Joanna C. Bakowska, Heng Wang, Baozhong Xin, Charlotte J. Sumner, Craig Blackstone

Research output: Contribution to journalArticlepeer-review

Abstract

Background: Hereditary spastic paraplegias (SPG1-SPG33) are characterized by progressive spastic weakness of the lower limbs. A nucleotide deletion (1110delA) in the (SPG20; OMIM 275900) spartin gene is the origin of autosomal recessive Troyer syndrome. This mutation is predicted to cause premature termination of the spartin protein. However, it remains unknown whether this truncated spartin protein is absent or is present and partially functional in patients. Objective: To determine whether the truncated spartin protein is present or absent in cells derived from patients with Troyer syndrome.
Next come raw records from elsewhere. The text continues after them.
PR #70, opened 2020-05-06
fixes #48 adding a test to cover a feature with no geometry defined, …

### LINKED ISSUE #48: Should zonal_statistics handle features without geometries?
In `pygeoprocessing.calculate_disjoint_polygon_set`, we load in all features of a vector in order to build an `rtree`-based spatial index.  In order to do this, we loop through all the features in the input vector, exporting each one to WKB before importing the feature as a `shapely` geometry.

When a vector feature does not have a geometry, it `GetGeometryRef()` returns `None`, which will cause an exception to be raised.

At a minimum, this contractual requirement should be documented in the docstring, but we may also want to just handle this properly, perhaps by logging a warning.

Related to https://github.com/natcap/invest/issues/64

This came up on the forums recently: https://community.naturalcapitalproject.org/t/carbon-model-error/883/3?u=jdouglass

richpsharp:
Fixing issue #48 by adding tests for features with no geometry defined, printing a warning to the log if so, and adding test coverage for this case in the test suite.

### DIFF
--- a/HISTORY.rst
+++ b/HISTORY.rst
@@ -15,6 +15,9 @@ Unreleased Changes
   might be included with the source distribution.
 * Added ``set_tol_to_zero`` to ``convolve_2d`` to allow for in-function masking
   of near-zero results to be set to 0.0.
+* Fixed an issue in ``zonal_statistics`` that would crash if an aggregate
+  vector had a feature with no geometry defined. Now the function ignores
+  such features and prints a warning to the log.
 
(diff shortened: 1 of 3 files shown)


phargogh (approved):
Thanks for patching this, @richpsharp !

phargogh:
@richpsharp looks great, there's just a merge conflict on `HISTORY` from another merged PR.

PR #79, opened 2020-05-07
Bugfix/routing 46 memory error

### LINKED ISSUE #46: Fix memory error in routing
James left me some sample data that's helpful. More soon, but I need an issue # to start working.

richpsharp:
Hi @phargogh  and @dcdenu4, requesting both of your reviews because this addresses the same bug you both found in different ways. @phargogh, this fixes Chris's weird DEM route and @dcdenu4, this fixes that user's forum question where there was an out of memory error during routing. 

The bug was in `flow_dir_mfd` in the section where the algorithm walks through a plateau to determine where it can drain. It does this by comparing its current height with its neighbors and seeing if the neighbor has a shorter route. Except i was comparing heights with an `is_close` rather than `==` as we have been used to for comparing nodata values. Except in this case both of these users' data had VERY small deltas between some of the dem heights, such as 12.2347328328 and 12.2347329383. `is_close` returned true for both of these values. So now I ensure both values from the DEM are cast to 64 bit floating point values then compared. If there's a numerical roundoff there it will be the same numerical roundoff and results will be correct when checking for equality.

Also during testing I was able to catch and re-create a flaky bug where a ManagedRaster will flush the cache but sometimes be unable to open the raster to do so. This can occur as a race condition of hopping around a big raster and GDAL hasn't necessarily cleared out its cache for the raster yet. I explicitly test for this now and wait 0.2 seconds up to 5 times to retry. 

I've included an okayish test that I feel covers this, though it is not large enough to cause a memory error like the user @dcdenu4 worked with. I have, however, directly routed that user's data so I can informally verify it works in this PR.

closes #46


richpsharp:
something's wrong

PR #80, opened 2020-05-07
fixes #46, adding a fix to is_close vs == for root height, an issue w…

### LINKED ISSUE #46: Fix memory error in routing

richpsharp:
Hi @phargogh and @dcdenu4, requesting both of your reviews because this addresses the same bug you both found in different ways. @phargogh, this fixes Chris's weird DEM route and @dcdenu4, this fixes that user's forum question where there was an out of memory error during routing.

The bug was in flow_dir_mfd in the section where the algorithm walks through a plateau to determine where it can drain. It does this by comparing its current height with its neighbors and seeing if the neighbor has a shorter route. Except i was comparing heights with an is_close rather than == as we have been used to for comparing nodata values. Except in this case both of these users' data had VERY small deltas between some of the dem heights, such as 12.2347328328 and 12.2347329383. is_close returned true for both of these values. So now I ensure both values from the DEM are cast to 64 bit floating point values then compared. If there's a numerical roundoff there it will be the same numerical roundoff and results will be correct when checking for equality.

Also during testing I was able to catch and re-create a flaky bug where a ManagedRaster will flush the cache but sometimes be unable to open the raster to do so. This can occur as a race condition of hopping around a big raster and GDAL hasn't necessarily cleared out its cache for the raster yet. I explicitly test for this now and wait 0.2 seconds up to 5 times to retry.

I've included an okayish test that I feel covers this, though it is not large enough to cause a memory error like the user @dcdenu4 worked with. I have, however, directly routed that user's data so I can informally verify it works in this PR.

closes #46

### DIFF
--- a/HISTORY.rst
+++ b/HISTORY.rst
@@ -17,10 +17,12 @@ Unreleased Changes
   of near-zero results to be set to 0.0.
 * Fixed a malformed ``ValueError`` message when a corrupt raster was
   encountered in ``raster_calculator``.
-* Fixes an uncessary calculation that pre-fills slope raster GeoTIFFs with
+* Fixes an unnecessary calculation that pre-fills slope raster GeoTIFFs with
   nodata values.
 * Added a check to ``convolve_2d`` to verify that raster path/band tuples were
-  passed where expected and raise a useful Exception  if not.
+  passed where expected and raise a useful Exception if not.
+* Fixed an issue in ``flow_dir_mfd`` that would cause invalid flow directions
+  on DEMs that had very small numerical delta heights.
 
 1.9.2 (2020-02-06)
 ------------------
--- a/src/pygeoprocessing/routing/routing.pyx
+++ b/src/pygeoprocessing/routing/routing.pyx
@@ -479,6 +479,11 @@ cdef class _ManagedRaster:
                     time.sleep(0.2)
                     continue
                 break
+            if max_retries == 0:
+                raise ValueError(
+                    f'unable to open {self.raster_path} in '
+                    'ManagedRaster.flush')
+            raster_band = raster.GetRasterBand(self.band_id)
 
         block_array = numpy.empty(
             (self.block_ysize, self.block_xsize), dtype=numpy.double)
--- a/src/pygeoprocessing/routing/routing.pyx
+++ b/src/pygeoprocessing/routing/routing.pyx
@@ -468,9 +468,17 @@ cdef class _ManagedRaster:
 
         raster_band = None
         if self.write_mode:
-            raster = gdal.OpenEx(
-                self.raster_path, gdal.GA_Update | gdal.OF_RASTER)
-            raster_band = raster.GetRasterBand(self.band_id)
+            max_retries = 5
+            while max_retries > 0:
+                raster = gdal.OpenEx(
+                    self.raster_path, gdal.GA_Update | gdal.OF_RASTER)
+                if raster is None:
+                    max_retries -= 1
+                    LOGGER.error(
+                        f'unable to open {self.raster_path}, retrying...')
+                    time.sleep(0.2)
+                    continue
+                break
 
         block_array = numpy.empty(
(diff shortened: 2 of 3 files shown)


HISTORY.rst
```diff
@@ -17,10 +17,12 @@ Unreleased Changes
   of near-zero results to be set to 0.0.
 * Fixed a malformed ``ValueError`` message when a corrupt raster was
   encountered in ``raster_calculator``.
-* Fixes an uncessary calculation that pre-fills slope raster GeoTIFFs with
+* Fixes an unnecessary calculation that pre-fills slope raster GeoTIFFs with
   nodata values.
 * Added a check to ``convolve_2d`` to verify that raster path/band tuples were
-  passed where expected and raise a useful Exception  if not.
```
dcdenu4, line 23: Ha! I saw this in a previous PR, but didn't have the heart to point out the double space then, haha.

src/pygeoprocessing/routing/routing.pyx
```diff
@@ -468,9 +468,17 @@ cdef class _ManagedRaster:
...
+            while max_retries > 0:
+                raster = gdal.OpenEx(
+                    self.raster_path, gdal.GA_Update | gdal.OF_RASTER)
+                if raster is None:
+                    max_retries -= 1
+                    LOGGER.error(
+                        f'unable to open {self.raster_path}, retrying...')
+                    time.sleep(0.2)
+                    continue
+                break
```
dcdenu4, line 481: I'm not up to speed on this set of code, but if raster is NOT `None`, do we need to get the `raster_band`, and if it times out without returning `None`, should there be an error or is it find to just it continue? Perhaps I'll answer my own questions here as I read through.

tests/test_routing.py
```diff
@@ -1147,3 +1147,52 @@ def test_distance_to_channel_mfd_with_weights(self):
 
         numpy.testing.assert_almost_equal(
             distance_to_channel_d8_array, zero_array)
+
+    def test_flow_dir_mfd_plateau(self):
+        """PGP.routing: MFD on a plateau."""
+        import pygeoprocessing.routing
+
+        driver = gdal.GetDriverByName('GTiff')
+        workspace_dir = 'flow_dir_debug'
```
dcdenu4: Should this be `workspace_dir = os.path.join(self.workspace_dir, 'flow_dir_debug') ` or something?

dcdenu4 (changes requested):
Hey @richpsharp Just had a few clarifying questions and small suggestions!

dcdenu4:
Also, the PR title!
> fixes $46, adding .... 

Dolla, dolla, bills ya'll!

HISTORY.rst
richpsharp: oh you definitely should, if you see an error and let it slide? now we're both at fault...

richpsharp: We can discuss if it should be fixed later, but please don't ignore stuff like that even if it seems trivial.

src/pygeoprocessing/routing/routing.pyx
richpsharp: oh woof thanks for catching that.. that'd be a nightmare if that got out. patched in 1fe4d3f5dfbf90db2529ee4693a43c7a817e8e5b

this wouldn't show up unless the raster were very big, so it's hard to make test cases of this size since we don't want to wait 15 minutes for  test to run. stuff like this though makes me wary.

tests/test_routing.py
richpsharp: Even better, it should be removed. I do that a lot when I'm doing a single test and want to inspect the results, then i unintentionally leave it there. removed in 0171f2d5c540901f5f144bc37deca44957244f13

richpsharp:
hi @dcdenu4, I addressed your comments and re-requested your review

dcdenu4 (approved):
Thanks for the changes!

Design: Case report. Setting: Academic research. Patients: We describe a new family with Troyer syndrome due to the 1110delA mutation. Main Outcome Measures: We cultured primary fibroblasts and generated lymphoblasts from affected individuals, carriers, and control subjects and subjected these cells to immunoblot analyses. Results: Spartin protein is undetectable in several cell lines derived from patients with Troyer syndrome. Conclusions: Our data suggest that Troyer syndrome results from complete loss of spartin protein rather than from the predicted partly functional fragment. This may reflect increased protein degradation or impaired translation.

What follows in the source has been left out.